■ Exercise directions
Output every line below exactly.

[Dataset entries]
---*---

PR #1517, opened 2023-10-31
refactor: some analytics adjustments for Dave

idoshamun:
Dave raised some issues and I'm trying to fix them. Hopefully it will indeed fix the issue

### DIFF
--- a/src/integrations/analytics.ts
+++ b/src/integrations/analytics.ts
@@ -1,4 +1,4 @@
-import { generateLongId } from '../ids';
+import { generateUUID } from '../ids';
 import { retryFetch } from './retry';
 
 const generateEventId = (now) => {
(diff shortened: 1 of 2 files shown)


capJavert (commented):
Why are we changing the format from string id to uuid?

src/integrations/analytics.ts
```diff
@@ -12,8 +12,8 @@ export async function sendAnalyticsEvent<
 >(events: T[]): Promise<void> {
   const now = new Date();
   const [visit_id, session_id] = await Promise.all([
-    generateLongId(),
-    generateLongId(),
+    generateUUID(),
+    generateUUID(),
```
capJavert, line 16: Why are we changing the format from string id to uuid?

idoshamun: Reduce the chances for clashes, UUID should be more failsafe in this case and it's not user facing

---*---

■ Result below
PR #1517, opened 2023-10-31
refactor: some analytics adjustments for Dave

idoshamun:
Dave raised some issues and I'm trying to fix them. Hopefully it will indeed fix the issue

### DIFF
--- a/src/integrations/analytics.ts
+++ b/src/integrations/analytics.ts
@@ -1,4 +1,4 @@
-import { generateLongId } from '../ids';
+import { generateUUID } from '../ids';
 import { retryFetch } from './retry';
 
 const generateEventId = (now) => {
(diff shortened: 1 of 2 files shown)


capJavert (commented):
Why are we changing the format from string id to uuid?

src/integrations/analytics.ts
```diff
@@ -12,8 +12,8 @@ export async function sendAnalyticsEvent<
 >(events: T[]): Promise<void> {
   const now = new Date();
   const [visit_id, session_id] = await Promise.all([
-    generateLongId(),
-    generateLongId(),
+    generateUUID(),
+    generateUUID(),
```
capJavert, line 16: Why are we changing the format from string id to uuid?

idoshamun: Reduce the chances for clashes, UUID should be more failsafe in this case and it's not user facing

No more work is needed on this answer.